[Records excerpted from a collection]
*** Begin section ***

PR #1661, opened 2023-11-15
Remove trailing slash from rules-and-profiles entry in gitignore

JAORMX:
This allows us to create a symlink instead of relying on explicitly cloning the repo.


rdimitrov (approved):
Neat! 👍

Issue #1659, opened 2023-11-15
rule type creation should fail if the entity is not provided


JAORMX:
### Describe the issue

We should not allow the creation of a rule type that doesn't have the `in_entity` setting enabled. Today we do.

### To Reproduce

Create a rule type without the `in_entity` setting.

### What version are you using?

main

PR #1662, opened 2023-11-15
Re-introduce entity validation for rule types

JAORMX:
I don't know why I commented that out, but this re-introduces that check.

Closes: https://github.com/stacklok/minder/issues/1659


rdimitrov:
Should we add a simple test that ensures that for the future? 😃

PR #1666, opened 2023-11-15
Update package-lock.json parsing strategy

### LINKED ISSUE #1631: Unmarshalling package-lock.json can cause errors
### Describe the issue

With certain changes to the `package-lock.json` file, Minder isn't able to unmarshall the JSON correctly and check for vulnerabilities.

Example PR that reproduces the issue: https://github.com/eleftheria-test/public-repo/pull/21/files#diff-053150b640a7ce75eff69d1a22cae7f0f94ad64ce9a855db544dda0929316519

Error message:
```
{"level":"debug","profile":"stacklok-remediate-profile","ruleType":"pr_vulnerability_check","eval_status":"error","projectId":"6918633e-8b9f-493b-8147-b30c888db98a","repositoryId":"f596c281-8943-41fc-b4bb-f80c499f8f81","exception.message":"error ingesting data: error ingesting file package-lock.json: error parsing file package-lock.json: failed to unmarshal npm package: invalid character '}' after top-level value","Timestamp":1699877410335589000,"message":"result - evaluation"}
```

### To Reproduce

- Register an empty repository
- Create a profile with PR vulnerability scanning turned on
- Create an npm project in that repo, for example `npm init`
- Add a dependency to the npm project, for example `npm i --save lodash`
- Create a PR in the registered repo with the newly created `package.json` and `package-lock.json`
- Notice that Minder does not commend on the PR and Minder server has an error

(note: creating a brand new `package-lock.json` is only one scenario where the unmarshalling fails. There are other scenarios as well. See the example PR listed above.)

_No response_

eleftherias:
- Start by finding any version changes
- Then find the package name whose version was changed

Fix #1631

### DIFF
--- a/internal/engine/ingester/diff/parse.go
+++ b/internal/engine/ingester/diff/parse.go
@@ -17,13 +17,17 @@ package diff
 
 import (
 	"bufio"
-	"encoding/json"
-	"fmt"
+	"path/filepath"
 	"regexp"
 	"strings"
 
 	"github.com/stacklok/minder/internal/util"
 	pb "github.com/stacklok/minder/pkg/api/protobuf/go/minder/v1"
+)
+
+var (
+	versionRegex        = regexp.MustCompile(`^\+\s*"version"\s*:\s*"([^"\n]*)"\s*(?:,|$)`)
+	dependencyNameRegex = regexp.MustCompile(`\s*"([^"]+)"\s*:\s*{\s*`)
 )
 
 type ecosystemParser func(string) ([]*pb.Dependency, error)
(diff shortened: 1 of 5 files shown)


internal/engine/ingester/diff/parse.go
```diff
@@ -161,62 +160,69 @@ func goParse(patch string) ([]*pb.Dependency, error) {
...
+}
 
-	// Convert the string builder to a string and unmarshal it into the Package struct
-	root := &npmRoot{
-		Deps: make(map[string]*npmDependency),
+// findDependencyName iterates over all the previous lines to find the JSON key containing the parent dependency name.
+// If the parent key does not correspond to a dependency (i.e. it could be the root project), then an empty string is
+// returned.
+func findDependencyName(i int, lines []string) string {
+	dependencyNameRegex := regexp.MustCompile(`\s*"([^"]+)"\s*:\s*{\s*`)
```
jhrozek, line 194: do you think we could have these as variables global but not exported so we avoid compiling the regex on each call? same for the one in npmParse

eleftherias: Makes sense, updating now

jhrozek (approved):
This is a clear and nice improvement thank you.

While reading the PR I was wondering if the approach that I took with the original code where we parse the patch is just too fragile though and we'd find even more issues later. What if we did the following instead (later of course):
 - grab the whole file that was patched and parse all dependencies to get a slice of pb.Dependency
 - grab the original and parse it, too
 - see which dependencies changed
 - find them in the patch to get context
 - use that instead to add reviews at the right places

The reason I started thinking about this was really this test case:
```
+   },
+    "node_modules/undici-types": {
+      "version": "5.26.5",
+      "resolved": "https://registry.npmjs.org/undici-types/-/undici-types-5.26.5.tgz",
+      "integrity": "sha512-JlCMO+ehdEIKqlFxk6IfVoAUVmgz7cU7zD/h9XZ0qzeosSHmUJVOzSQvvYSYWXkFXC+IfLKSIffhv0sVZup6pA=="
```
and the fact that package-lock.json might be just so easy to parse otherwise and I bet there's also libraries we could use.

eleftherias:
> This is a clear and nice improvement thank you.
> 
> While reading the PR I was wondering if the approach that I took with the original code where we parse the patch is just too fragile though and we'd find even more issues later. What if we did the following instead (later of course):
> 
> * grab the whole file that was patched and parse all dependencies to get a slice of pb.Dependency
> * grab the original and parse it, too
> * see which dependencies changed
> * find them in the patch to get context
> * use that instead to add reviews at the right places
> 
> The reason I started thinking about this was really this test case:
> 
> ```
> +   },
> +    "node_modules/undici-types": {
> +      "version": "5.26.5",
> +      "resolved": "https://registry.npmjs.org/undici-types/-/undici-types-5.26.5.tgz",
> +      "integrity": "sha512-JlCMO+ehdEIKqlFxk6IfVoAUVmgz7cU7zD/h9XZ0qzeosSHmUJVOzSQvvYSYWXkFXC+IfLKSIffhv0sVZup6pA=="
> ```
> 
> and the fact that package-lock.json might be just so easy to parse otherwise and I bet there's also libraries we could use.

@jhrozek I agree that's a cleaner way to do it. We might need to rethink how we define the rule, because if we're getting the whole file instead of the patch we need something other than the diff ingester.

*** End section ***

Scan the entries above for the word "original". Report the lines that hold it.

* _COMPLETED EXERCISE_
While reading the PR I was wondering if the approach that I took with the original code where we parse the patch is just too fragile though and we'd find even more issues later. What if we did the following instead (later of course):
 - grab the original and parse it, too
> While reading the PR I was wondering if the approach that I took with the original code where we parse the patch is just too fragile though and we'd find even more issues later. What if we did the following instead (later of course):
> * grab the original and parse it, too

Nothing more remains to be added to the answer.